As the urban African-American population from which our subjects were drawn is heterogeneous, we performed analyses to determine if population stratification could have affected our findings. The impact of population admixture was also considered for subjects for whom genotypes were available to evaluate (171 cases of PPROM and 208 controls). For this analysis, estimates of ancestry [proportion/probability African-American (Nigeria, Sierra Leone and Central African Republic) versus European (combined British, Irish, German and Spanish populations)] were made for cases and controls and for each subject, and the impact of the genetic admixture was evaluated using multiple logistic regression analysis. For the cases and controls, there was no significant difference in ancestry using a dihybrid model (% African ancestry: cases, 0.847±0.141; controls, 0.827±0.149, P=0.487). There was also no evidence of confounding due to ancestry in the multiple logistic regression analysis, as the OR estimates decreased by at most 3% for the association for the three minor SNP haplotype and PPROM (adjusted OR=4.48; CI: 1.90, 11.75).


    DISCUSSION
 TOP
 ABSTRACT
 INTRODUCTION
 RESULTS
 DISCUSSION
 MATERIALS AND METHODS
 REFERENCES
 
The ECM is recognized as a key regulatory component in cellular physiology, providing an environment for cell division, differentiation, migration and invasion, and in some cases, cell survival and cell death (35). ECM turnover and homeostasis are highly regulated and the catabolism is due, in part, to the action of a specific class of proteolytic enzymes known as MMPs. Currently, the MMP family encompasses four broad classes: collagenases, gelatinases, stromelysins and membrane-type enzymes. Collagenases, which degrade the fibrillar collagens, include MMP1, MMP8 and MMP13. The ECM of fetal membranes and uterus (cervix and lower uterine segment), in particular collagen and elastin, is degraded in preparation for delivery. Each of the three collagenases may participate in this process with the enzymes originating from different cell types. In the amnion, epithelial and mesenchymal cells are sources of MMP1 and MMP13, whereas the cytotrophoblast of the chorion and invading leukocytes are the primary source of MMP8. Chorion tissue, as shown here and in our previous work, is a rich source of MMP8. Because the chorion is adherent to the amnion, chorion-derived MMP8 would presumably have ready access to the fibrillar collagens of the amnion.
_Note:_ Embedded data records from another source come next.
PR #4864, opened 2025-03-27
[build] only include rglfw.c for glfw platform

marler8997:
It looks like raylib doesn't require rglfw.c if you're using the RGFW backend.  I'm guessing the same is true for SDL but I haven't tested. Excluding this one file brings the raylib library down from 6.9 MB to 6.3 MB for RGFW.

However, one of the examples requires the symbols from rglfw.c, to accomodate this I added a function that will check whether raylib has already included rglfw and if not include it for that one example.

### DIFF
--- a/build.zig
+++ b/build.zig
@@ -179,7 +179,11 @@ fn compileRaylib(b: *std.Build, target: std.Build.ResolvedTarget, optimize: std.
     raylib.addIncludePath(b.path("src/platforms"));
     switch (target.result.os.tag) {
         .windows => {
-            try c_source_files.append("src/rglfw.c");
+            switch (options.platform) {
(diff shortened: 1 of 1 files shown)


raysan5:
@marler8997 Oh! Good catch! Still, 6.3MB seems quite big to me, `libraylib.a` compiled with w64devkit for PLATFORM_DESKTOP with GLFW is about 2MB for me.

marler8997:
Ah, might be because that's a debug build.  I get 1.8 MB for a ReleaseSmall build via zig.  Looks like a ReleaseFast build jumps back up to 6.7 MB though.  A bit surprising ReleaseSmall is so much smaller.

PR #4865, opened 2025-03-27
[examples] Adding `core_high_dpi` example

marler8997:
This example enables HIGHDPI and renders a scale showing how the logical size compares to the pixel size of the window.

image

Screenshot 2025-03-27 at 11 16 57 AM


raysan5:
@marler8997 Would you mind renaming the example to `core_high_dpi`, all raylib examples follow at-least-3-words pattern on their names. Also, the example should be added to the VS2022 solution. Here the example contribution details: https://github.com/raysan5/raylib/blob/master/examples/examples_template.c

marler8997:
Ok, updated the name and added to the VS project. I don't have VS to test it so hopefully the CI covers it?

raysan5:
@marler8997 thanks for the addition! 😄

PR #4866, opened 2025-03-28
Improve description of RestoreWindow

marler8997:
Restore window currently says it sets the window state to:

   "not minimized/maximized"

However, if a window is maximized and then minimized, it's typical that it would restore back to being maximized, which is what seems to happen from my testing. I've reworded the description to better reflect this behavior.


raysan5:

PR #4868, opened 2025-03-31
core_window_flags example: add borderless windowed toggle

marler8997:
Adds a toggle for borderless windowed mode to the core_window_flags example with the `[B]` key.
image
image


raysan5:
@marler8997 nice! thanks for the review!

PR #4870, opened 2025-03-31
Add Android Target to build.zig

lumenkeyes:
Added an Android target to the zig build script, mostly adapting existing work from the c Makefile.
This allows a user to easily build with only Android-supported libraries.
Library paths are automatically inferred as much as possible. Unfortunately, that also means a lot of ugly runtime string concatenation lol.

Tested on Linux and Windows. 
Also: my first PR!


raysan5:
@lumenkeyes thanks for the addition!

PR #4871, opened 2025-04-01
small build.zig fix

lumenkeyes:
Fixes an issue (that I created, sorry) with the generated `android-libc.txt` file when using raylib as a dependency in another zig project. Tested on Linux and Windows.


raysan5:
@lumenkeyes Thanks for the review!

PR #4879, opened 2025-04-07
[cmake] set correct description for verbose option

brccabral:
Fixed wrong copy/paste


raysan5:
@brccabral thanks for the review!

The significance of the different MMP8 mRNA splice variants with respect to ECM catabolism remains to be clarified. The splice variants containing insertions of cryptic exons encoded in the intron between exons 1 and 2 appear to be intracellular proteins, on the basis of the absence of a signal sequence, but their role in intracellular proteolysis is a matter of speculation (33). Our findings demonstrate that in the chorion, the MMP8 transcript encoding the enzyme with an intact leader sequence predominates, which is consistent with a role for cytrophoblast-derived MMP8 in fetal membrane ECM metabolism.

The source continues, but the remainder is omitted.